-------- Records for this task --------

PR #1460, opened 2026-05-29
Refresh home state from approved website tabs

KillariDev:
## Summary
- Fix the Home popup state mismatch where MetaMask could still be usable for signing while the UI showed `NOT CONNECTED` and no address.
- Treat a known signer account as available in the Home UI even when the cached `signerConnected` flag is stale.
- Refresh popup home data through the current tab's approved website connections so the popup can proactively resync signer accounts when its cache is empty.
- Update the popup refresh wiring and related tests to cover the extra `websiteTabConnections` argument and the stale-connection regression.

## Testing
- `bun test`
- `bun run setup-chrome`
- `bun run typecheck`
- `bun run lint`


MicahZoltu (commented):
## CI Agent Review

Architectural regression in buildHomePageUpdate: the function now performs a side effect (sending inter-process messages to re-query signer accounts), mixing query and command responsibilities. Additionally, the tab state is re-read immediately after the message is sent but before the async round-trip completes, resulting in stale data being assembled into the home page update. The changeSettings handler passes an empty Map() to silently suppress this side effect, creating a fragile implicit contract.

app/ts/background/popupMessageHandlers.ts
```diff
@@ -885,7 +886,19 @@ async function buildHomePageUpdate(
 	const tabId = await getLastKnownCurrentTabId()
```
MicahZoltu, line 907: Side effect leak and race condition: buildHomePageUpdate was previously a pure data-assembly function. The new block sends a message to approved website ports to re-query signer accounts, then immediately awaits getTabState(tabId). This mixes query and command responsibilities (the function now mutates system state), and is also a correctness bug — the async round-trip through content script → inpage → signer → background has not completed, so getTabState returns the same stale empty-accounts state.

app/ts/background/popupMessageHandlers.ts
```diff
@@ -503,7 +503,7 @@ export async function interceptorAccessChangeAddressOrRefresh(websiteTabConnecti
 export async function changeSettings(ethereum: EthereumClientService, tokenPriceService: TokenPriceService, _resetSimulationServices: ResetSimulationServices, parsedRequest: ChangeSettings, requestAbortController: AbortController | undefined) {
 	if (parsedRequest.data.useTabsInsteadOfPopup !== undefined) await setUseTabsInsteadOfPopup(parsedRequest.data.useTabsInsteadOfPopup)
 	if (parsedRequest.data.metamaskCompatibilityMode !== undefined) await setMetamaskCompatibilityMode(parsedRequest.data.metamaskCompatibilityMode)
-	return await requestNewHomeData(ethereum, tokenPriceService, requestAbortController)
+	return await requestNewHomeData(ethereum, tokenPriceService, new Map(), requestAbortController)
```
MicahZoltu: Fragile implicit contract: changeSettings passes new Map() to requestNewHomeData to suppress the signer-refresh side effect. Whether the function refreshes signer accounts depends on an accidental property of the argument (whether the map contains the current tab's connections), not on an explicit intent flag. This makes the side effect behavior invisible at call sites.

MicahZoltu (commented):
## CI Agent Review

No issues found.

MicahZoltu (approved):

PR #1462, opened 2026-05-29
Handle invalidated background ports during startup

KillariDev:
## Summary
- Attach content-script port listeners during `runtime.onConnect` before waiting for background startup so Chrome cannot invalidate the port first during startup, reload, or navigation churn.
- Centralize ignorable port lifecycle errors in background startup handling, including `Extension context invalidated`, disconnected ports, and closed message-channel cases, so these do not surface as unexpected Interceptor errors.
- Add a regression test that reproduces an invalidated connect port before listener attachment and verifies the background startup path exits cleanly without reporting an unexpected error.

## Testing
- `bun test`
- `bun run setup-chrome`
- `bun run typecheck`
- `bun run lint`


MicahZoltu (commented):
## CI Agent Review

No security issues found.

MicahZoltu (approved):

PR #1472, opened 2026-06-15
Show a structured preview and gas controls for failed transactions

KillariDev:
Failed transaction simulations now render a structured transaction preview instead of a JSON dump, matching the successful transaction UI more closely. The failed state still includes the gas limit editor so users can adjust and retry, and raw transactions fall back to a readable raw-input view when parsed fields are unavailable.


KillariDev:
image

MicahZoltu (approved):
This doesn't solve the problem of gas price being too high.  What gas price do we simulate with and can it be configured as well?

PR #1511, opened 2026-07-03
Fix bundled webextension polyfill loading

KillariDev:
## Summary
- Keep `webextension-polyfill` external when Bun bundles runtime entrypoints so the real polyfill module runs at startup and installs `globalThis.browser` before top-level background code executes.
- Add a bundler-level regression guard that fails if the vendored polyfill asset stops being reachable from runtime imports after rewriting.
- Add focused bundler test coverage for the guard and the bare-import rewrite behavior.

## Testing
- `bun test`
- `bun run setup-chrome`
- `bun run typecheck`
- `bun run lint`
- `bun run test:chrome-communication`


KillariDev:
todo: test in brave

MicahZoltu:
MV2 works in Brave.

MicahZoltu (approved):

PR #3953, opened 2020-08-05
Remove CA2363; not sure if we'd run into it

dotpaul:
On second thought, this rule is probably unnecessary.


dotpaul:
Thank you @mavasani !

PR #3956, opened 2020-08-06
Disable CA2109 by default, since Code Access Security isn't a security boundary

dotpaul:


dotpaul:
Thank you @mavasani !

PR #3597, opened 2020-05-02
Refactor issue templates

Evangelink:
Suggest some issue templates that would ease filling specific issues.

This is more of a draft version so feel free to suggest anything you would like / you prefer.

PR #3959, opened 2020-08-06
Exclude non-code files from build

Youssef1313:
The build was triggered on https://github.com/dotnet/roslyn-analyzers/pull/3597 while it doesn't touch any code files.

This should fix that.

### DIFF
--- a/azure-pipelines.yml
+++ b/azure-pipelines.yml
@@ -13,6 +13,7 @@ pr:
     exclude:
       - docs/*
       - .github/*
+      - **/*.md
 
 jobs:
 - job: Windows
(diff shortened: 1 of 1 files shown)


azure-pipelines.yml
```diff
@@ -5,8 +5,16 @@ trigger:
...
-- 2.9.x
+  branches:
+    include:
+    - master
+    - 2.9.x
+  paths:
+    exclude:
+      - docs/*
+      - .github/*
+      - *.md
```
Youssef1313, line 16: I'm unsure if the `*.md` will work as expected or not. Can someone confirm?

sharwell:
Blocked on https://github.com/dotnet/roslyn/pull/46590

Youssef1313:
@sharwell Should I close this?

sharwell:
Yeah it doesn't look like we'll be able to resolve the blocking issues here in the short term.

PR #3960, opened 2020-08-06
Add option for public API analyzer to bail out on missing API files

mavasani:
https://github.com/dotnet/roslyn-analyzers/pull/3916 added support to public API analyzer to treat missing API files as empty files and report diagnostics. This can be a breaking change for consumers where they relied on old semantics and installed this package or dependent package `Roslyn.Diagnostics.Analyzers` for the whole repo. This change adds an option to fall back the analyzer to old semantics.

### DIFF
--- a/src/PublicApiAnalyzers/Core/Analyzers/DeclarePublicApiAnalyzer.cs
+++ b/src/PublicApiAnalyzers/Core/Analyzers/DeclarePublicApiAnalyzer.cs
@@ -6,6 +6,8 @@ using System.Collections.Immutable;
 using System.Diagnostics;
 using System.Diagnostics.CodeAnalysis;
 using System.IO;
+using System.Linq;
+using System.Reflection;
 using System.Threading;
 using Microsoft.CodeAnalysis.Diagnostics;
 using Microsoft.CodeAnalysis.Text;
@@ -29,6 +31,11 @@ namespace Microsoft.CodeAnalysis.PublicApiAnalyzers
         internal const string InvalidReasonShippedCantHaveRemoved = "The shipped API file can't have removed members";
         internal const string InvalidReasonMisplacedNullableEnable = "The '#nullable enable' marker can only appear as the first line in the shipped API file";
         internal const string PublicApiIsShippedPropertyBagKey = "PublicAPIIsShipped";
+
+        /// <summary>
+        /// Boolean option to configure if public API analyzer should bail out silently if public API files are missing.
+        /// </summary>
+        private const string BailOnMissingPublicApiFilesEditorConfigOptionName = "dotnet_public_api_analyzer.require_api_files";
 
         internal static readonly DiagnosticDescriptor DeclareNewApiRule = new DiagnosticDescriptor(
             id: DiagnosticIds.DeclarePublicApiRuleId,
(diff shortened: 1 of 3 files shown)


mavasani:
@Evangelink once this gets merged in, you can update your PR that moves us to newer dogfooding package to set this editorconfig option for our repo.

src/PublicApiAnalyzers/Core/Analyzers/DeclarePublicApiAnalyzer.cs
```diff
@@ -30,6 +32,11 @@ public sealed partial class DeclarePublicApiAnalyzer : DiagnosticAnalyzer
         internal const string InvalidReasonMisplacedNullableEnable = "The '#nullable enable' marker can only appear as the first line in the shipped API file";
         internal const string PublicApiIsShippedPropertyBagKey = "PublicAPIIsShipped";
 
+        /// <summary>
+        /// Boolean option to configure if public API analyzer should bail out silently if public API files are missing.
+        /// </summary>
+        private const string BailOnMissingPublicApiFilesEditorConfigOptionName = "dotnet_public_api_analyzer.require_api_files";
```
Evangelink, line 38: This should go into `EditorConfigOptionNames`, shouldn't it?

src/PublicApiAnalyzers/Core/Analyzers/DeclarePublicApiAnalyzer.cs
```diff
@@ -299,6 +313,56 @@ private static bool TryGetApiData(ImmutableArray<AdditionalText> additionalTexts
             return true;
         }
 
+        private static bool TryGetEditorConfigOptionForMissingFiles(AnalyzerOptions analyzerOptions, Compilation compilation, out bool optionValue)
```
Evangelink, line 316: Can't you use/reuse the logic inside `AnalyzerOptionsExtensions` here?

src/PublicApiAnalyzers/Core/Analyzers/DeclarePublicApiAnalyzer.cs
mavasani: I would like to keep `EditorConfigOptionNames` reserved for the core CA rules package. Another reason for not putting it with other options is that public API analyzer is based off a very old Roslyn version (1.2.1) for backwards compatibility, so it cannot compute use `AnalyzerOptionsExtensions` or related APIs for decoding options. This makes it distinct enough to just keep it isolated to this file and package.

src/PublicApiAnalyzers/Core/Analyzers/DeclarePublicApiAnalyzer.cs
mavasani: Nope, public API analyzer is built on top of a very old Roslyn API for back compat reasons and we cannot reference the APIs from `AnalyzerOptionsExtensions`, which need Microsoft.CodeAnalysis version 3.x or higher

https://github.com/dotnet/roslyn-analyzers/blob/ed0bbcac3280784cb701db3a44263a27337ec599/src/PublicApiAnalyzers/Core/Analyzers/Microsoft.CodeAnalysis.PublicApiAnalyzers.csproj#L10

mavasani:
Thank you @Evangelink!

PR #3961, opened 2020-08-06
Ensure that we do not add duplicate public API files for multi-tfm pr…

### LINKED ISSUE #3952: RS0016 fix-all can result in multiple files being created
Doing a fix-all of `RS0016` on #3922 has lead to a couple of `PublicAPI.Unshipped1.txt` files being created along with the `PublicAPI.Unshipped.txt` file.

mavasani:
…ojects

Fixes #3952

I am not sure how to add a unit test for multi-tfm projects.


mavasani:
FYI: @dougbu

src/PublicApiAnalyzers/Core/CodeFixes/DeclarePublicApiFix.cs
```diff
@@ -295,10 +295,14 @@ protected override async Task<Solution> GetChangedSolutionAsync(CancellationToke
                     newSolution = newSolution.WithAdditionalDocumentText(pair.Key, pair.Value);
                 }
 
+                using var uniqueProjectPaths = PooledHashSet<string>.GetInstance();
                 foreach (KeyValuePair<ProjectId, SourceText> pair in addedPublicSurfaceAreaText)
                 {
                     var project = newSolution.GetProject(pair.Key);
-                    newSolution = AddPublicApiFiles(project, pair.Value);
+                    if (project.FilePath != null && uniqueProjectPaths.Add(project.FilePath))
```
Evangelink, line 302: Is it possible to somehow create a test reproducing the issue so that it's not regressed later on? If not, could you add a note in the src?

src/PublicApiAnalyzers/Core/CodeFixes/DeclarePublicApiFix.cs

--------

→ **Work task**
If a line in the entries holds the string "uniqueProjectPaths", copy it.

→ **Answer to the problem**
+                using var uniqueProjectPaths = PooledHashSet<string>.GetInstance();
+                    if (project.FilePath != null && uniqueProjectPaths.Add(project.FilePath))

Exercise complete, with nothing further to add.